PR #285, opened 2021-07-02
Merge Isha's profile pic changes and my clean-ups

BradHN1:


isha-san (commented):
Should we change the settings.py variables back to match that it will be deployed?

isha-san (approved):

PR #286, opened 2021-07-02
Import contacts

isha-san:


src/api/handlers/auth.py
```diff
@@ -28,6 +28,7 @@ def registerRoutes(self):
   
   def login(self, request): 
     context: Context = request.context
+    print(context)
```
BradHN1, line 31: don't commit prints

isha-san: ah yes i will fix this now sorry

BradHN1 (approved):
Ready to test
---
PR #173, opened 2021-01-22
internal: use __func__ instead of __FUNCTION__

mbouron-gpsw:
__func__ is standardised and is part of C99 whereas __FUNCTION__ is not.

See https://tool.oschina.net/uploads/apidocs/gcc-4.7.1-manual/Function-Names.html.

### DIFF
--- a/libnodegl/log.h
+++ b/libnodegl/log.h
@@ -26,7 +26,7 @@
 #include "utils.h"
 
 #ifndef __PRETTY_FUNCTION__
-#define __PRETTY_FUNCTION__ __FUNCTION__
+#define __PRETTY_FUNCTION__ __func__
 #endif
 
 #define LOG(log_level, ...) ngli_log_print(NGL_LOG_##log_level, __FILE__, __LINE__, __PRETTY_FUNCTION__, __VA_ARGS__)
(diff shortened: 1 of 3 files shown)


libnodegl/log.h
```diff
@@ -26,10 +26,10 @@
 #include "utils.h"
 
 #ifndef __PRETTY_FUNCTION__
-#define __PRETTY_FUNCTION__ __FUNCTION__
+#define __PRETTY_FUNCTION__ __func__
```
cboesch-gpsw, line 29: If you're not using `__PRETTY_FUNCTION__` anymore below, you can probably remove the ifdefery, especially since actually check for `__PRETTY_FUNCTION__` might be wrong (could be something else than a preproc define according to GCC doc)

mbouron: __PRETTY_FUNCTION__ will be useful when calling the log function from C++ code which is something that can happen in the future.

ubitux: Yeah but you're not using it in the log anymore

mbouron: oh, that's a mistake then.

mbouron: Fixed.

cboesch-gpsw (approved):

Problem requirements -> The number of lines in the data holding the string "that" is the whole answer.

Answer to this problem -> 3